[Problem requirements] Where the line with "bump src level to 11, update build plugins" appears below, start writing out lines exactly, and finish with the line with "Issue #35, opened 2017-10-23", which is included; write out nothing else.

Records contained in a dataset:
● ● ●
PR #339, opened 2021-12-06
 #264: avoid transitive dependency on java.instrument - v2

lukasj:
Simplified change for #264 

wrt change in the exception: this uses the new TransformerException which extends PersistenceException as I think that is the best approach. The generic `Exception` or `Throwable` can be used as well for better compatibility, or existing `PersistenceException` to just reuse what is available without the need of introducing new class. Which solution do you prefer? Thx!


m0mus (approved):
LGTM

m0mus (approved):
LGTM

api/src/main/java/jakarta/persistence/spi/TransformerException.java
```diff
@@ -11,11 +11,13 @@
...
 package jakarta.persistence.spi;
 
+import jakarta.persistence.PersistenceException;
+
 /**
  *
  * @since 3.1
  */
-public class TransformerException extends Exception {
+public class TransformerException extends PersistenceException {
```
jgrassel: I'm wondering if PersistenceException is the right Exception for the job here.  If a failed transform causes a PersistenceException to be thrown, will it mark the transaction for rollback?  I'm wondering if maybe making the parent of TransformException to be RuntimeException instead might be better.

jgrassel: (saw the PersistenceExecption javadoc update after re-review).  So whether to use RuntimeException instead is my only outstanding question.

jgrassel (changes requested):

api/src/main/java/jakarta/persistence/spi/TransformerException.java
jgrassel: Thinking about it, RuntimeException might not be the best either (burden of dealing with unchecked exceptions with the transformer caller).  But I am rather iffy on using PersistenceException, since its general use is from EntityManager operations, queries, or interactions with the persistence context.  I can't really think of any time PersistenceException is thrown outside of those scenarios.

lukasj: Ok, updated TransformerException to regular (not runtime) ex

jgrassel (approved):
LGTM

PR #340, opened 2021-12-06
bump src level to 11, update build plugins

lukasj:
Apart from updating build plugins, this moves binary level to SE 11 (and drops 8/9 compatibility) as is recommended by the Platform. If there is a reason to NOT move the binary level of the api artifact to SE 11 and keep it at 8/9, speak up, please, and I'll update related part of the change. I'd like to merge this change by Thu Dec 9. Thx


m0mus (approved):
LGTM

Issue #35, opened 2017-10-23
New Matcher: .toBeArray()


mattphillips:
**Feature Request**

### .toBeArray()

Use `.toBeArray` when checking if a value is an `Array`.

```js
test('passes when value is an array', () => {
  expect([]).toBeArray();
  expect([1]).toBeArray();
  expect(true).not.toBeArray();
});
```

stofolus:
I can work on this

mattphillips:
all yours @stofolus

PR #50, opened 2017-10-23
Added toBeArray

stofolus:
### What
feature - Added toBeArray matcher

### Why
#35 

### Housekeeping

- [X] Unit tests
- [X] Add yourself to contributors list (`yarn contributor`)

### DIFF
--- a/src/matchers/toBeArray/__snapshots__/index.test.js.snap
+++ b/src/matchers/toBeArray/__snapshots__/index.test.js.snap
@@ -1,0 +1,17 @@
+// Jest Snapshot v1, https://goo.gl/fbAQLP
+
+exports[`.not.toBeArray fails when given an array 1`] = `
+"<dim>expect(</><red>received</><dim>).not.toBeArray(</><dim>)</>
+
+Expected value to not be a string received:
+  <red>[]</>"
+`;
+
+exports[`.toBeArray fails when not given an array 1`] = `
+"<dim>expect(</><red>received</><dim>).toBeArray(</><dim>)</>
+
+Expected value to be a string:
+  <green>true</>
+Received:
+  <red>false</>"
+`;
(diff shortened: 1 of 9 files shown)


src/matchers/toBeArray/predicate.test.js
```diff
@@ -0,0 +1,12 @@
+import each from 'jest-each';
+import predicate from './predicate';
+
+describe('toBeArray Predicate', () => {
+  it('returns true when given a string', () => {
```
mattphillips: I think the test description is meant to be: 

`returns true when given an array`

src/matchers/toBeArray/index.js
```diff
@@ -0,0 +1,28 @@
...
+const passMessage = received => () =>
+  matcherHint('.not.toBeArray', 'received', '') +
+  '\n\n' +
+  'Expected value to not be an array received:\n' +
+  `  ${printReceived(received)}`;
+
+const failMessage = received => () =>
+  matcherHint('.toBeArray', 'received', '') +
+  '\n\n' +
+  'Expected value to be an array:\n' +
```
mattphillips: This message should be like the passMessage:
For example:
```js
const failMessage = received => () =>
  matcherHint('.toBeArray', 'received', '') +
  '\n\n' +
  'Expected value to be an array received:\n' +
  `  ${printReceived(received)}`;
```

src/matchers/toBeArray/__snapshots__/index.test.js.snap
```diff
@@ -0,0 +1,17 @@
+// Jest Snapshot v1, https://goo.gl/fbAQLP
+
+exports[`.not.toBeArray fails when given an array 1`] = `
+"<dim>expect(</><red>received</><dim>).not.toBeArray(</><dim>)</>
+
+Expected value to not be a string received:
```
mattphillips: I think the tests are failing because of these snapshots.

If you run the tests with `yarn test:watch` you should see that the snapshots are different. You can then update it by pressing `u` while watching the tests.

You can then check the snapshot it should say `Expected value to not be an array received:` instead of `Expected value to not be a string received:`

stofolus:
Everything should be fixed now

mattphillips:
Good job @stofolus thanks a lot

Issue #36, opened 2017-10-23
New Matcher: .toBeString()


mattphillips:
**Feature Request**

### .toBeString()

Use `.toBeString` when checking if a value is a `String`.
● ● ●
[Answer space]
bump src level to 11, update build plugins

lukasj:
Apart from updating build plugins, this moves binary level to SE 11 (and drops 8/9 compatibility) as is recommended by the Platform. If there is a reason to NOT move the binary level of the api artifact to SE 11 and keep it at 8/9, speak up, please, and I'll update related part of the change. I'd like to merge this change by Thu Dec 9. Thx


m0mus (approved):
LGTM

Issue #35, opened 2017-10-23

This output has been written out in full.